Ian Leggat

Personal information
- Full name: Ian Bruce Leggat
- Born: 7 June 1930 (age 96) Invercargill, New Zealand
- Batting: Right-handed
- Bowling: Right-arm medium
- Relations: Gordon Leggat (cousin)

International information
- National side: New Zealand (1954);
- Only Test (cap 67): 1 January 1954 v South Africa

Domestic team information
- 1950/51–1961/62: Central Districts

Career statistics
| Competition | Test | First-class |
| Matches | 1 | 40 |
| Runs scored | 0 | 1,319 |
| Batting average | 0.00 | 20.29 |
| 100s/50s | 0/0 | 2/4 |
| Top score | 0 | 142* |
| Balls bowled | 24 | 5,032 |
| Wickets | 0 | 58 |
| Bowling average | – | 35.46 |
| 5 wickets in innings | – | 1 |
| 10 wickets in match | – | 0 |
| Best bowling | – | 5/60 |
| Catches/stumpings | 2/– | 37/– |
- Source: Cricinfo, 1 April 2017

= Ian Leggat =

New Zealand cricketer

Ian Bruce Leggat (born 7 June 1930) is a New Zealand former cricketer who played in one Test match in 1954. He was a middle-order batsman, a medium-pace bowler, and a slips fieldsman. His cousin, Gordon Leggat, also played Test cricket for New Zealand in the 1950s.

==Early life==
Leggat was born in Invercargill, New Zealand. He attended Nelson College from 1944 to 1948, where he was a prefect and played for the school's 1st XI cricket and 1st XV rugby teams. After leaving school, he worked as a survey draftsman.

==Cricket career==
Leggat played first-class cricket for Central Districts from 1950–51 to 1961–62. In 1952–53 he and Harry Cave added 239 for the ninth wicket for Central Districts against Otago at Dunedin. Leggat scored 142 not out batting at number 10. It was his first fifty in first-class cricket; he did not score another until 1958–59. This innings helped him to score 212 runs at 53.00 in 1952–53; he also took 7 wickets at 40.14.

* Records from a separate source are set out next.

PR #483, opened 2023-09-08
Feat/reciepts

### LINKED ISSUE #479: feat: send gas cost in tx receipt

0xJepsen:
This PR populates the transaction receipts with full information. 

closes #479 

This PR will also get the tests to pass in the v0.5.0 feature branch.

He was a surprise selection for the tour of South Africa in 1953-54. In eight first-class games on the tour he made 138 runs at 12.54 and took 5 wickets at 33.60. He played in the Third Test, making a duck and taking no wickets in three overs, and taking two catches.

Leggat scored one more century, 115 against Canterbury in 1959–60, and took his best bowling figures, 5 for 60, against Canterbury in 1961–62. He played in the trial match in 1958-59, taking 4 for 21 and 3 for 27 for South Island against North Island, but was only used as twelfth man for the two subsequent Tests against England.

Leggat also played for Nelson in the Hawke Cup from 1947 to 1969. He holds the record for the number of runs in Hawke Cup challenge matches, 1,968 at an average of 35.78 in 38 matches, and is third in the bowling, with 134 wickets at an average of 16.03. When a Hawke Cup "team of the century" was selected to mark the centenary of the competition in 2011, he was one of the 11 players chosen.

After his playing career, Leggat moved to Hamilton in the North Island and became an administrator and selector for Northern Districts. Leggat is the last surviving player from Central Districts' inaugural first-class team in December 1950.